Несколько секунд Луиза внимательно изучала Линтона, прикидывая, насколько искренни его слова. А потом расхохоталась, и в смехе ее звенела неистовая ненависть – к нему, к себе, к уродливому миру, в котором они живут.
– То есть я буду семидесятой женой, генерал? Вы забыли, что я любовница диктатора? Что я избавилась от его ребенка, что его жена пырнула меня кинжалом? Вы что, не читаете газет?
Сердце его бешено колотилось, он рвался одновременно и защититься, и перейти в нападение. Луиза, тяжело дыша, уставилась на него с выражением готовности принять бой. Но за этой готовностью Линтон узнал тревогу воина, который видит шанс на передышку, но не решается воспользоваться им.
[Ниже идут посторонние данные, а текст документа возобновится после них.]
PR #1790, opened 2022-09-22
Modulate response output writes to 16KiB blocks

schlosna:
## Before this PR
When Dialogue would execute `RequestBody#writeTo`, a `RequestBody` implementation may attempt to write a large buffer to the resulting output stream causing suboptimal cipher throughput due to the large size.

See https://github.com/palantir/hadoop-crypto/pull/586 & https://github.com/palantir/hadoop-crypto/pull/587

## After this PR
==COMMIT_MSG==
Modulate response output writes to 16KiB blocks

Block size of 16 KB is small enough to allow cipher implementations to become hot and optimize properly when given large inputs. Otherwise large array writes into a javax.crypto.CipherOutputStream fail to use intrinsified implementations. If 16 KB blocks aren't enough to produce hot methods, the I/O is small and infrequent enough that performance isn't relevant.  For more information, see the details around com.sun.crypto.provider.GHASH::processBlocks in
https://github.com/palantir/hadoop-crypto/pull/586#issuecomment-964394587
==COMMIT_MSG==

### DIFF
--- a/dialogue-apache-hc5-client/src/main/java/com/palantir/dialogue/hc5/ApacheHttpClientBlockingChannel.java
+++ b/dialogue-apache-hc5-client/src/main/java/com/palantir/dialogue/hc5/ApacheHttpClientBlockingChannel.java
@@ -40,6 +40,7 @@ import com.palantir.logsafe.logger.SafeLoggerFactory;
 import com.palantir.tracing.api.TraceHttpHeaders;
 import java.io.ByteArrayInputStream;
 import java.io.FilterInputStream;
+import java.io.FilterOutputStream;
 import java.io.IOException;
 import java.io.InputStream;
 import java.io.OutputStream;
@@ -48,6 +49,7 @@ import java.util.Arrays;
 import java.util.Collections;
 import java.util.Iterator;
 import java.util.List;
+import java.util.Objects;
 import java.util.Optional;
 import java.util.OptionalInt;
 import java.util.OptionalLong;
@@ -449,7 +451,7 @@ final class ApacheHttpClientBlockingChannel implements BlockingChannel {
 
         @Override
         public void writeTo(OutputStream outStream) throws IOException {
-            requestBody.writeTo(outStream);
+            requestBody.writeTo(new ModulatingOutputStream(outStream));
         }
 
         @Override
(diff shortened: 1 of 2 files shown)


dialogue-apache-hc5-client/src/main/java/com/palantir/dialogue/hc5/ApacheHttpClientBlockingChannel.java
```diff
@@ -473,6 +475,42 @@ public String toString() {
         public void close() {}
     }
 
+    /**
+     * {@link ModulatingOutputStream} limits the size of individual writes to the wrapped {@link OutputStream}
+     * in order to prevent degraded performance on large buffers as described in
+     * <a href="https://github.com/palantir/hadoop-crypto/pull/586">hadoop-crypto#586</a>.
+     */
+    static final class ModulatingOutputStream extends FilterOutputStream {
```
schlosna, line 483: Adjusted naming from `ChunkingOutputStream` to `ModulatingOutputStream` to avoid confusion with multipart chunks since this is just wrapping & writing to a single OutputStream in 16KB blocks

dialogue-apache-hc5-client/src/main/java/com/palantir/dialogue/hc5/ApacheHttpClientBlockingChannel.java
```diff
@@ -473,6 +475,42 @@ public String toString() {
...
+            int currentOffset = off;
+            int remaining = len;
+            while (remaining > 0) {
+                int toWrite = Math.min(remaining, BLOCK_SIZE);
+                out.write(buffer, currentOffset, toWrite);
+                currentOffset += toWrite;
+                remaining -= toWrite;
+            }
+        }
+    }
```
carterkozak, line 517: Might be helpful to override `write(int)` as a simple passthrough to `out` and avoid array allocation

schlosna: done, though I don't think it is actually necessary as `FilterOutputStream#write(int)` just does `out.write(b);`

carterkozak: Ah right, sorry for the runaround!

carterkozak (approved):
Thanks!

Возможно ли, что она хотела его – что она тоже предвидела освобождение, которое они могли обрести друг в друге?
Он подался вперед и схватил ее за запястье – не так нежно, как хотел бы, но с осязаемой любовью, с осязаемым почтением.
– Даже если газеты пишут правду, какое это имеет значение.
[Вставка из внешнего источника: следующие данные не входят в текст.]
PR #2760, opened 2025-10-23
Bump httpclient5 to 5.5

aldexis:
## Before this PR
Similar to https://github.com/palantir/dialogue/pull/2751 - trying to bump one step further to 5.5 so we can reenable auto-upgrades.

## After this PR
==COMMIT_MSG==
Bump httpclient5 to 5.5
==COMMIT_MSG==


dialogue-apache-hc5-client/src/main/java/com/palantir/dialogue/hc5/ApacheHttpClientChannels.java
```diff
@@ -492,12 +499,9 @@ public CloseableClient build() {
                             ManagedHttpClientConnectionFactory.INSTANCE, conf.taggedMetricRegistry(), name));
             internalConnectionManager.setDefaultSocketConfig(SocketConfig.custom()
                     .setSoKeepAlive(true)
-                    // The default socket configuration socket timeout only applies prior to request execution.
-                    // By using a more specific timeout here, we bound the handshake in addition to the
-                    // socket.connect call.
-                    .setSoTimeout(handshakeTimeout)
```
aldexis, line 498: https://github.com/apache/httpcomponents-client/commit/8094bac428ad61622530d216ee763724985f612f#diff-c8d113aa21d5fe2678c4c36f731cda6ed01d172d7e47e4d9fc527a5d4a921077R230-R233 changed the behavior of the underlying connection operator to actually rely on the configured handshake timeout, and default it to the connect timeout if not explicitly set, which is not the exact same semantics we want https://github.com/palantir/dialogue/blob/d51be1bf65fa17e4b164e62a41b3735f559bc7f5/dialogue-apache-hc5-client/src/main/java/com/palantir/dialogue/hc5/ApacheHttpClientChannels.java#L655-L672

aldexis: This also happens to make it be used here https://github.com/palantir/dialogue/pull/2751/files#diff-3a67d92618f4d3ef40e83b23222c66adab3933341207ca48a4958a086f2db03dR87-R92 so we could probably push this change down into https://github.com/palantir/dialogue/pull/2751, though this was moved off the upstream version in https://github.com/apache/httpcomponents-client/commit/8094bac428ad61622530d216ee763724985f612f#diff-a5e74a0fa48dd91a1e1bac65ff84722564da9e8b73fa835551c811a845aa2f2dL241-L244

mpritham (dismissed):
approving for an RC!

mpritham (approved):
Thank you! Sorry for the delay here.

Увидев Линтона в темном дверном проеме, с кобурой на поясе, Луиза испугалась, что может уйти с ним.
Но в тот момент, когда он предложил выйти за него замуж, крепко ухватив за запястье, она вдруг заметила бугорок – пуля? – у него на голове, чуть выше уха. И все ее сопротивление уступило место чистому облегчению.
– Забери меня с собой, – неожиданно сказала она.
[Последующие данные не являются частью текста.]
PR #2810, opened 2025-12-05
Pass `ConjureRuntime` object to ser/de classes when using dialogue-annotation-processor

mpritham:
## Before this PR
Currently, the Dialogue client interfaces generated when using dialogue-annotation-processor do not use the `ConjureRuntime` object provided in the constructor of the interface, but use the `DefaultConjureRuntime` object, when constructor serializers and deserializers. Some consumers may want to create a custom `ConjureRuntime` implementation with its own ser/de logic to be used when using clients generated with dialogue-annotation-processor.

## After this PR

==COMMIT_MSG==
Pass `ConjureRuntime` object to ser/de classes when using dialogue-annotation-processor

Хватит с нее роли покорной дочери, символа интеграции, ассимиляции, послушания, хватит с нее и «Мисс Бирмы», и «шлюхи Не Вина». Она больше не станет играть в жертву этнической травли, жестокого режима. Да, она любит родителей. И ей будет грустно расстаться с сестрами. Но время внутреннего изгнания окончено, она готова защищать угнетенных. Истинного величия не бывает без риска. И сейчас она хотела, чтобы ее имя связывали в первую очередь с мятежником, с воином-сердцеедом, которого мало заботят приличия. Неужто он и впрямь считает, что она спала в постели Не Вина, – в постели, в которой она столько раз мысленно убивала это чудовище? Она ждала от Линтона широты взглядов и души, способности понять, что бывают обстоятельства, когда женщине не остается ничего другого, как согласиться на связь, ей омерзительную. Ей нужен мужчина, ставящий справедливость настолько высоко, что ему нет дела до морали или страха перед смертью. Ей нужен его пистолет, нужны его руки, испачканные кровью, нужна пуля, засевшая в его черепе, нужна его жизнь, в которой нет притворства.